“Queridos leitores, no verão de 2016 e, depois, em 2017, dei por mim em Atenas, a trabalhar como voluntária num centro para refugiados. Todos os dias chegavam mais pessoas à Grécia. Famílias perdidas e assustadas, principalmente da Síria e do Afeganistão. A experiência de estar com essas pessoas, nas circunstâncias mais horríveis da sua vida, abriu-me os olhos.”
As palavras são de Christy Lefteri, filha de refugiados cipriotas e professora universitária, em “O Apicultor de Alepo” (Asa, 2019), um livro comovente que narra a estóica vida de gente que, sobrevivendo à guerra, supera inimagináveis bloqueios formais e emocionais.
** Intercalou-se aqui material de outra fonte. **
PR #831, opened 2026-09-15
fix(query): keep DECIMAL JSON values numeric

### LINKED ISSUE #818: JSON query endpoint returns DECIMAL columns as strings, unlike the arrow and msgpack endpoints
## Summary

`POST /api/v1/query` returns DECIMAL columns as JSON **strings**, while `/api/v1/query/arrow` and `/api/v1/query/msgpack` return them as numbers for the same SQL. Since DuckDB types `SUM(integer)` as `decimal(38,0)` and `AVG(...)` as `decimal(x,y)`, this affects most aggregate queries.

Found while building dashboarding in Launchpad, which consumes the JSON endpoint through its instance proxy.

## Cause

`internal/api/query_arrow.go:599` and the msgpack path both call `normalizeDecimalSchema(schema)` before encoding. `internal/api/query_arrow_json.go` does not — `grep -n "Decimal" internal/api/query_arrow_json.go` returns nothing.

So a decimal column reaches `writeArrowValue`, matches no case, and falls through:

```go
default:
    // Fallback: use ValueStr for any unhandled Arrow types
    writeJSONString(w, scratch, col.ValueStr(row))
```

The msgpack path already carries a comment describing this exact failure, and `query_msgpack_decimal_test.go` guards against a regression there:

> DuckDB returns SUM(integer) as decimal(38,0) and AVG as decimal(x,y). Without this the msgpack encoder has no `*array.Decimal128` case, so decimal columns fall through to `encodeFallbackColumn` and go out as msgpack *strings* while the `types` array advertises decimal(38, 0).

The JSON writer has the same hole and no equivalent test.

## Reproduce

```sql
SELECT avg(cpu) AS avg_cpu, sum(requests) AS total FROM metrics;
```

- `POST /api/v1/query`        → `{"data": [["3.14", "42"]]}`   ← strings
- `POST /api/v1/query/arrow`  → numbers
- `POST /api/v1/query/msgpack`→ numbers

A ideia da autora parece ser contar a história desta gente, com a qual contactou enquanto voluntária num centro de apoio da Unicef, em Atenas, como forma de os dignificar e de contribuir para o despertar de consciências de todos aqueles que, cómodos nas suas vidas, se sentem importunados com algum dano estético que aglomerados de gente mal cuidada possa causar.
Lefteri expõe aquilo que poderia ser apelidado de (des)humanidade, ou a ténue fronteira entre a bondade e a maldade humana, quando mostra em Alepo a ameaça e o extremismo do conflito e da sobrevivência e, nos campos de refugiados, a passividade compassiva e a cegueira oportuna e selectiva das autoridades perante evidências de exposição e exploração dos mais vulneráveis.
“No parque, em Atenas, era como se estivéssemos a viver na sombra mais escura de um eclipse solar.”
Através das memórias de Nuri, apicultor, e da sua mulher Afra, artista, Christy Lefteri permite o contacto do leitor com duas versões de Alepo: a cidade antes e depois da guerra instalada, e a forma como o povo procura sobreviver. Nuri e Afra retratam, ainda, a história de um amor que procura sobreviver a perdas profundas: de um filho, da terra, da identidade, da esperança e, em muitos aspectos, da dignidade.
“Alepo é agora como o cadáver de alguém que amamos, desprovido de vida, sem alma, cheio de sangue apodrecido.”
Complementarmente, através da relação com Mustafa, é dado relevo ao poder do afecto, uma intensa história de amizade entre dois homens e entre famílias ligadas pela história, pelo interesse pela apicultura, pelo testemunho partilhado de um sonho e da resistência, que a guerra afasta mas que a persistência faz sobreviver.
Através da vida das abelhas, dos apiários, da cegueira de Afra e da visão de Nuri, Lefteri coloca em destaque a vulnerabilidade, a vida e a esperança, percorrendo os túneis do sofrimento, as formas de conter a dor, de superar o trauma e de lidar com a realidade que cada um enfrenta à sua maneira. Afinal, “as pessoas não são como as abelhas, não trabalham em colaboração“.